PR #3167, opened 2016-05-12
Misc corrections for things we don't even use yet.

TeoTwawki:
Animation IDs and case/name corrections. The animations have been verified.

Also took the liberty of changing the name field to varchar like other tables that have variable fields.

I'd have scripts to go with these, but the server using them (Legion) heavily customized all the damage and effects so those aren't retail right now.

### DIFF
--- a/sql/mob_skills.sql
+++ b/sql/mob_skills.sql
@@ -29,7 +29,7 @@ DROP TABLE IF EXISTS `mob_skills`;
 CREATE TABLE IF NOT EXISTS `mob_skills` (
   `mob_skill_id` smallint(4) unsigned NOT NULL,
   `mob_anim_id` smallint(4) unsigned NOT NULL,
▬▬▬
Of the lines above, copy each one that contains the word "corrections".

ANSWER SECTION:
Misc corrections for things we don't even use yet.
Animation IDs and case/name corrections. The animations have been verified.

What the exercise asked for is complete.